Wesley’s own example on this point is mixed. He urged Methodists to have a “catholic spirit,” in other words to “take the hand” of those whom we see to have a heart right with God even if we differ over “opinions” or modes of worship (in “Catholic Spirit”). Wesley warned against “bigotry” (or too strong an attachment to one’s own party, opinion, or Church) and he urged that we not hinder any who were clearly doing God’s work (in “A Caution Against Bigotry”). At the same time, he could argue theological points vigorously when he understood there to be serious consequences at stake (for instance regarding predestination and antinomianism). He never himself broke with the Church of England, but he did break with George Whitefield’s Methodism. Even so, he preached at Whitefield’s funeral and lauded not only Whitefield’s character but also the way God had used him.

 

Wesleyans generally have open hearts toward other Christians and easily join in common work with them. Not having been born in doctrinal dispute, we have sometimes given the impression that we have no doctrine that we care about. As Wesleyans entered into ecumenical dialogue with others, we learned that we needed a better sense of what our own tradition stands for. Recent years have brought an increased interest in helping people value the theological and doctrinal heritage we have received. Just as Wesley found, ideas have consequences and caring about them can lead to difficult disagreement. We do not always do as well with our internal disagreements as we do with our relationships with other churches.

 

Dr. Granberg-Michaelson’s summary that “we are held by God’s uncontrollable grace, and that God invites us as disciples of Christ to serve and act out of gratitude for the sake of a world so loved by God” is a way of following Jesus that Wesleyans also embrace, with the different nuances I have outlined above.

 

 

A Man Better Than His Tradition’s Noisiest Voices

I have never really seen the appeal of at least the main versions of Reformed Christianity that I have encountered in the US, though I have great respect for many Christians who were raised in this tradition, and seem to like them better in the Netherlands than here!

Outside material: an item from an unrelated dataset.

PR #2705, opened 2023-08-14
Allow the details view to handle multiple open data extensions editors

robertbrignull:
When there are multiple data extensions editors open, have the details view track whichever one was active (i.e. focussed by the user) the most recently. I believe this is the behaviour the user would expect when they have multiple editors open.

The hypercognitive confessionalism of some Reformed Christians is intellectually rigorous but feels arid and lacking in heart — indeed, in grace.

The same could be said of many of the uber-Reformed Christian leaders one meets in today’s conservative white North American Christianity. As a Baptist, I especially resent the impact on our community by hardline Calvinists.

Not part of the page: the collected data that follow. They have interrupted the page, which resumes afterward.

PR #2710, opened 2023-08-15
v1.8.10

charisk:
Release v1.8.10


shati-patel (approved):
🚀

extensions/ql-vscode/package.json
```diff
@@ -14,7 +14,7 @@
   },
   "engines": {
     "vscode": "^1.67.0",
-    "node": "^16.13.0",
+    "node": "^16.17.1",
```
robertbrignull, line 17: This value seems to be in `package-lock.json` too. Do we need to run `npm install` or something like that, or is it fine with just this change?

charisk: Yep, done now.

PR #2716, opened 2023-08-16
Rename files in src/view/results to match their components

robertbrignull:
We have a bunch of files in `src/view/results` where the filename does not match the name of the component they contain. We may as well rename them all at once.

## Checklist


robertbrignull:
I don't know what's going on with this `Graph` import.

If I import `"./Graph"` then it works locally when I run `npm run build`, and this makes sense to me because that's what the file is called. However my VS Code complains locally and it fails in CI.

If I rename the import to `"./graph"` then VS Code is happy, but `npm run build` fails locally. 😕 

Is there something special about this file? It's not failing on any of the other imports. I was wondering if this file is imported from somewhere else like a special javascript file, because the graph viewer does do some unusual things, but I can't find anything like that.

robertbrignull:
This is the error I get locally in VS Code:
Screenshot 2023-08-16 at 11 51 00

This was fixed by a restart. This maybe makes sense that VS Code was confused by the renamed file and had to have the typescript server be restarted. This [thread](https://github.com/microsoft/TypeScript/issues/43838) helped me work it out. 

Unfortunately that doesn't explain why CI is having problems, because everything in that thread is about needing a restart or prompting typescript to see the new files.

I am wondering if maybe we should change the tsconfig `"include": ["src/**/*.ts"]` to `"include": ["src/**/*.ts(x)"]`, but I'm not confident on that.

robertbrignull:
I worked out the problem is that I didn't actually commit the `graph.tsx => Graph.tsx` rename, because I'm on OSX so its case-insensitive filesystem didn't see the rename. I worked around this by doing the rename in multiple steps by renaming to a completely different intermediate name. I then squashed the commits and git seems to have kept the rename.

I hope this works and doesn't cause problems for anyone else who views this repo on OSX. I had problems when changing branch because it didn't update the graph file and it kept the wrong case. 😟 

We could fully rename the file but I can't think of a good thing to call it. Or just accept we might have some issues when this PR is merged and people pull the changes.

robertbrignull:
> Perhaps `git mv` would have helped with the renaming issues you came across?

Good point. `git mv` probably would have helped. But git knows about the move now so I don't think it'll change how it behaves for other people pulling this code once merged.

PR #2719, opened 2023-08-16
Fix button accessibility

koesie10:
This replaces all `<a href="#" onClick={...}>...</a>` by `<button>` element styled as a link using the `TextButton` component. This improves accessibility. There should be no changes in behavior or UI.

## Checklist


extensions/ql-vscode/src/view/results/ResultTablesHeader.tsx
```diff
@@ -122,17 +128,9 @@ export function ResultTablesHeader(props: Props) {
...
-        {/*
-            eslint-disable-next-line
-            jsx-a11y/anchor-is-valid
-          */}
-        <a
-          href="#"
-          onClick={openQueryHandler}
-          className="vscode-codeql__result-table-location-link"
-        >
+        <OpenQueryLink onClick={openQueryHandler}>
```
robertbrignull, line 131: The styling on this link seems to have changed.

Before:
Screenshot 2023-08-17 at 15 14 15

After:
Screenshot 2023-08-17 at 15 07 28

robertbrignull (commented):
Ah, I didn't know we had `TestButton`. That's cool, and I agree that's the right component to use here.

I think I've tested all the UI elements that have changed, and I found one that was a bit different than it was before, but everything else seems good.

extensions/ql-vscode/src/view/common/TextButton.tsx
```diff
@@ -8,19 +8,29 @@ const StyledButton = styled.button<{ size: Size }>`
...
   onClick: () => void;
+  className?: string;
+  title?: string;
   children: React.ReactNode;
 }) => (
-  <StyledButton size={size} onClick={onClick}>
+  <StyledButton
+    size={size}
+    onClick={onClick}
+    className={className}
```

Doctrinaire Calvinists seem especially unable to process themselves or their movement as socially located rather than theologically driven. If they believe they have gotten somewhere by thinking it theologically, they cannot hear the critique that their ideas are probably more a reflection of their social location, such as whiteness, maleness, and political conservatism, than of the Gospel. This speaks to Wes Granberg-Michaelson’s searing, and accurate critique of Dutch Reformed involvement in the slave trade. All of our traditions need humility about how we know and what we think we know. And all need the ability to repent.

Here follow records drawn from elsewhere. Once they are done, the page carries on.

PR #2729, opened 2023-08-21
Split out CLI version tests to separate workflow

charisk:
We currently run all CLI integration tests for every supported version of the CodeQL CLI, for windows and linux and for every commit of every PR. This is wasteful and it also adds minutes and chance of hitting flakiness.

We've also not generally seen tests succeed on one version and fail on another (outside of flakes), so pragmatically it doesn't make a huge amount of sense to run these tests so often. There aren't a lot of code changes that are related to different CLI versions.

This PR changes the workflows so that instead of running the whole matrix every time, we:
- Run only against the latest released CLI version for PR workflows
- We have a daily run of the CLI version tests

If we're finding that we're missing legit failures on the new workflow, we can add a process to notify the team when a failure happens. I'm thinking that at the moment it's worth doing this as it may be too noisy (due to flakiness).

You can see the new workflow here: https://github.com/github/vscode-codeql/actions/runs/5923448364

## Checklist
N/A:

### DIFF
--- a/.github/workflows/cli-test.yml
+++ b/.github/workflows/cli-test.yml
@@ -3,7 +3,8 @@ on:
   workflow_dispatch:
   schedule:
     - cron: '0 0 * * *'
-  push:
+  pull_request:
+    types: [opened, synchronize, reopened, ready_for_review]
     paths:
       - extensions/ql-vscode/src/codeql-cli/**
       - extensions/ql-vscode/src/language-support/**
--- a/.github/workflows/cli-test.yml
+++ b/.github/workflows/cli-test.yml
@@ -3,9 +3,6 @@ on:
   workflow_dispatch:
   schedule:
     - cron: '0 0 * * *'
-  push:
-    branches:
-      - charisk/split-out-cli-tests
 
 jobs:
   find-nightly:
--- a/.github/workflows/cli-test.yml
+++ b/.github/workflows/cli-test.yml
@@ -1,0 +1,103 @@
+name: Run CLI tests
+on:
+  workflow_dispatch:
+  schedule:
+    - cron: '0 0 * * *'
+
+jobs:
+  find-nightly:
+    name: Find Nightly Release
+    runs-on: ubuntu-latest
+    outputs:
+      url: ${{ steps.get-url.outputs.nightly-url }}
+    steps:
+      - name: Get Nightly Release URL
+        id: get-url
+        env:
+          GITHUB_TOKEN: '${{ secrets.GITHUB_TOKEN }}'
+        shell: bash
+        # This workflow step gets an unstable testing version of the CodeQL CLI. It should not be used outside of these tests.
+        run: |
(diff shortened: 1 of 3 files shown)


robertbrignull:
We'll need to remove all the branch protection rules before we can merge this. Which is also a step that'll need to be removed from the CodeQL CLI release process docs.

But fun fact, you can see from "13 successful and 13 expected checks" that this PR reduces the number of CI workflow runs by 50% 😌

robertbrignull (approved):
LGTM

Do we want/need more review on this from the CodeQL team, or are you happy to just go ahead?

charisk:
Let's go ahead - we can always revert if people disagree.

.github/workflows/main.yml
```diff
@@ -198,31 +182,32 @@ jobs:
...
     name: CLI Test
     runs-on: ${{ matrix.os }}
-    needs: [find-nightly, set-matrix]
+    needs: [get-latest-cli-version]
     timeout-minutes: 30
     strategy:
       matrix:
         os: [ubuntu-latest, windows-latest]
-        version: ${{ fromJson(needs.set-matrix.outputs.cli-versions) }}
+        version: ['${{ needs.get-latest-cli-version.outputs.cli-version }}']
```
robertbrignull, line 207: A thought, that I didn't think of before approving: don't include this in the matrix here. This will make the name of the CI job just `CLI Test (ubuntu-latest)` instead of `CLI Test (ubuntu-latest, v2.14.2)` and it will mean the job name won't keep changing over time as the CLI gets updated. This means we won't have to update the branch protection rules every time the CLI version changes.

charisk: Good shout!

charisk:
Apologies I should have mentioned the plan in the PR description (because even I forgot about it for a minute 🤦 !). I was thinking of the following:
- Get PR reviewed from our team (✅) to make sure we're on the same page
- Check CodeQL experiences folks are happy with this change and create PRs to update the various docs on this
- Remove protection rules
- Merge PR

.github/workflows/cli-test.yml
```diff
@@ -0,0 +1,108 @@
+name: Run CLI tests
+on:
+  workflow_dispatch:
+  schedule:
+    - cron: '0 0 * * *'
+  push:
```
aeisenberg, line 6: Should this be `pull_request` instead? Or additionally?

aeisenberg (approved):
It's probably fine as it is, but I just want to be sure. Feel free to merge if the answers to my questions are both _no_.

.github/workflows/cli-test.yml
charisk: 🤦‍♀️ It should be pull_request, like in the main workflow.

charisk:
@robertbrignull let me know if you're still happy with this PR to go ahead

robertbrignull (approved):
I'm still happy with this 👍🏼

PR #2731, opened 2023-08-21
Make automodel and flow queries work without submodule.

starcke:
Resolve automodel and flow queries without submodule.

## Checklist

### DIFF
--- a/extensions/ql-vscode/src/data-extensions-editor/auto-model-codeml-queries.ts
+++ b/extensions/ql-vscode/src/data-extensions-editor/auto-model-codeml-queries.ts
@@ -3,7 +3,6 @@ import { CoreCompletedQuery, QueryRunner } from "../query-server";
 import { DatabaseItem } from "../databases/local-databases";
 import { ProgressCallback } from "../common/vscode/progress";
 import * as Sarif from "sarif";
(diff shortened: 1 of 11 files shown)


charisk (approved):

aeisenberg:
So, this is creating a lock file in the downloaded library pack? It's generally something we should be avoiding since downloaded packs should be read-only. It looks like you have a cleanup job running that deletes the lock file, so that's a bit better. One concern I have is that you're likely to get different lock files over time as we release new transitive dependencies.

Moving the queries to their own query pack would be a better approach, in my view.

starcke:
> So, this is creating a lock file in the downloaded library pack? It's generally something we should be avoiding since downloaded packs should be read-only. It looks like you have a cleanup job running that deletes the lock file, so that's a bit better. One concern I have is that you're likely to get different lock files over time as we release new transitive dependencies.

It was doing that for the automodel queries (after I integrated them), and that was actually what corrupted my pack directory (as per our discussion on slack). I have now removed that lock creation from the automodel and flow queries. It is now only used by the fetch queries which need it (and here the lock creation happens in a temp dir), but longer term I would prefer to remove the creation of the lock completely as it feels very risky to use.

charisk (approved):
Looks good and works on my machine.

I love Wes, and have known him primarily through the progressive, social-justice-oriented Christianity of a group he and I have both been a part of — the Sojourners community in Washington. But his essay also helps me see him as a representative of the best version of the Reformed tradition, which I also have encountered at great schools like Hope (and Calvin College) and great publishing houses like Eerdmans. Grand Rapids, Michigan is the Vatican City of the Dutch Reformed community in the US, and it is full of smart, wonderful, devout Christian people.

Every tradition in the US appears to be producing and reproducing the same fissures. Wes Granberg-Michaelson is not responsible for  John Piper and his ilk. The fact that they come from the same confessional tradition means little. One of the interesting things about our religious landscape today continues to be the fact that the left/right binary seems to mean more than Rome, Geneva, Wittenberg, or Zurich.